WTI crude oil:
April WTI crude oil lost 9 cents on volume of 1,177,532 contracts. Total open interest increased by 24,373 contracts, which relative to volume is approximately 20% below average. However, the April contract lost 24,516 of open interest, which means there was more than enough open interest increases in the forward months to offset the decline in April and increase total open interest. Yesterday’s total open interest increase is the largest since the major slide in oil prices began on March 8. On March 8, the April contract lost $2.86, total open interest increased by 19,543.
Although, total open interest increases on recent price declines have been nothing to write home about, we are not seeing are total open interest declines when crude closes lower. This tells us that longs continue to hold their positions despite crude trading at multi-month lows. These stubborn longs must be blown out before crude can begin the process of turning, however this may be a month or two away.
As this report is being compiled on March 14, the April contract is trading sharply lower again, down 89 cents or-1.86% on heavy volume. Today, is the tabulation date for the COT report to be released this Friday and at that time will have a much better idea of the extent to which managed money has liquidated their positions.
On March 8, OIA announced that April and May WTI crude oil generated short and intermediate term sell signals. We recommended a stand aside posture prior to the decline and clients should remain on the sidelines.
April natural gas gained 3.5 cents on volume of 398,787 contracts. Volume fell from March 10 when the April contract advanced 3.4 cents on volume of 453,954 contracts and total open interest declined by 3,684. Additionally, volume was below that of March 9 when the April contract increased by 7.3 cents on volume of 448,974 and total open interest declined by 6,591. In summary, volume on March 13 was the lowest of all the sessions from March 8.
On March 13, total open interest increased substantially, up 9,666, which relative to volume is average.The reduced volume combined with the strong increase of open interest indicates that Johnny-come-lately’s were getting on board natural gas. This was probably due to the storm that is engulfing the Northeast. Apparently, the storm is not as bad as most people thought and this is impacting natural gas prices on March 14. As this report is being compiled, the April contract is trading down 8.5 cents or -2.86% lower on the day as the Johnny-come lately’s liquidate.
On March 10, OIA announced that April and May natural gas generated short term buy signals and they remain on intermediate term sell signals.
Yesterday, the April contract made a high of $3.085, which is the highest print since 3.090 made on February 15, 2017. Additionally, it nearly touched the 50 day moving average on the continuation chart of 3.096. Although, from a seasonal point of view natural gas prices perform well during March April and May, we cannot discount the possibility of a signal reversal.
For a short term sell signal to occur, the daily high would have to be below OIA’s key pivot point for March 14 of $2.833. Accordingly, we recommend waiting until tomorrow before considering bullish positions.

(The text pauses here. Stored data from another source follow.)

PR #32536, opened 2025-01-05
Qual: Fix phan notices

mdeweerd:
# Qual: Fix phan notices

Fix a set of phan notices.

### DIFF
--- a/htdocs/core/customreports.php
+++ b/htdocs/core/customreports.php
@@ -1,6 +1,6 @@
 <?php
 /* Copyright (C) 2020-2024 Laurent Destailleur  <eldy@users.sourceforge.net>
- * Copyright (C) 2024		MDW							<mdeweerd@users.noreply.github.com>
+ * Copyright (C) 2024-2025	MDW						<mdeweerd@users.noreply.github.com>
  * Copyright (C) 2024		Frédéric France			<frederic.france@free.fr>
  *
  * This program is free software; you can redistribute it and/or modify
@@ -40,6 +40,11 @@
  * @var User $user
  */
 
+// Initialise values
+$search_xaxis = array();
+$search_groupby = array();
+$tabfamily = null;
+
 if (!defined('USE_CUSTOM_REPORT_AS_INCLUDE')) {
 	require '../main.inc.php';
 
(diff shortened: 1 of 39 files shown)


htdocs/core/customreports.php
```diff
@@ -56,14 +61,10 @@
 	//$search_xaxis = GETPOST('search_xaxis', 'array');
 	if (GETPOST('search_xaxis', 'alpha') && GETPOST('search_xaxis', 'alpha') != '-1') {
 		$search_xaxis = array(GETPOST('search_xaxis', 'alpha'));
-	} else {
```
eldy, line 59: Why removing this else ?

eldy: When the customreport.php page is called as a standalone page, i do not see at wich line the $search_xaxis is already initialized. 
Can you point where the init is done ?

mdeweerd: In the "else" branch where this value is not set, we have explicitly this comment:
```
    // $search_measures, $search_xaxis or $search_yaxis may have been defined by the parent.
```

It says 'may be', so the code the follows needs to be protected from unset variables.

We can observe this protection:
https://github.com/Dolibarr/dolibarr/blob/28a955204f963054a93e39f32f8e3329efd72d30/htdocs/core/customreports.php#L410-L413

https://github.com/Dolibarr/dolibarr/blob/28a955204f963054a93e39f32f8e3329efd72d30/htdocs/core/customreports.php#L410-L413

Therefore it is useless to initialize variables to "empty values" that are protected with isset anyway.

In case the protection is unsufficient, the static analysis should kick in and report it.

eldy: I think you are right.
It's true. value can be set by parent when the page is called as an include. So should not be erased in this case.
When called as a standalone page, it may be initialized but if there is a protection later, we can avoid it to simplify code.
Will wait CTI green to merge with your removal.

mdeweerd:
@eldy ci has been green several times now and I have a few PRs to submit pending that fix notices for another 125 files.
I am continuously rebasing this PR due to the LIFO approach to PRs, and stalling the 3 pending ones for the same reason.

If you prefer, I can make about 164 PRs for all the changes I have pending which I am sure is more effort on my end, but also on your end.

What is the best way to proceed?

eldy:
> @eldy ci has been green several times now and I have a few PRs to submit pending that fix notices for another 125 files.
> I am continuously rebasing this PR due to the LIFO approach to PRs, and stalling the 3 pending ones for the same reason.
> 
> If you prefer, I can make about 164 PRs for all the changes I have pending which I am sure is more effort on my end, but also on your end.
> 
> What is the best way to proceed?

It is not more effort on my side to have more smaller PR, it is same for me (even a little bit easier for me).
But what is more important is Your time, not mine. Because on ci and quality improvement, there is too few dev working on this, so i try to give priority on them but i can't postponed too much other pr either.
165 pr may be too much for you, but 1 may make a too large pr too. May be you can split in 10-15 pr ?
As your pr are always related to 1 topic (code quality), it may be ok to have larger pr for that to reduce nb. Just do your best to have smaller "as possible" but "as possible" means also "by keeping your time optimized". Difficult for me to provide another direction than this....

mdeweerd:
@eldy Thank your for your feedback.
I try to limit the size of the PRs to about 30 files/200-250 phan notices, but some fixes drag in other files so that varies.
I then run phan locally to ensure no new notices appeared and that the files I worked on are as clean as my goal was.

Smaller means more local phan runs, baselines to update and merge, ... .

I'll think a bit more about this to better optimize for you too.  Faster integration is also less work for me.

Additionally, we have recommended using options due to the volatility of natural gas. For equity speculators equity, ETF UNG can be used.
Euro: On March 13, the June euro generated a short term buy signal and currently remains on an intermediate term sell signal.
The June euro lost 33 pips on volume of 190,580 contracts. Total open interest declined by 6,186 contracts, which relative to volume is approximately 15% above average. As this report is being compiled on March 14, the June contract is having its typical pullback, which occurs after the generation of the buy signal and is trading 40 pips lower or -0.38%.
Yesterday, we recommended the liquidation of the long dollar index ETF position UUP and move to the sidelines because we anticipate the dollar index will generate a short term sell signal due to the euro’s strength. We have no recommendation.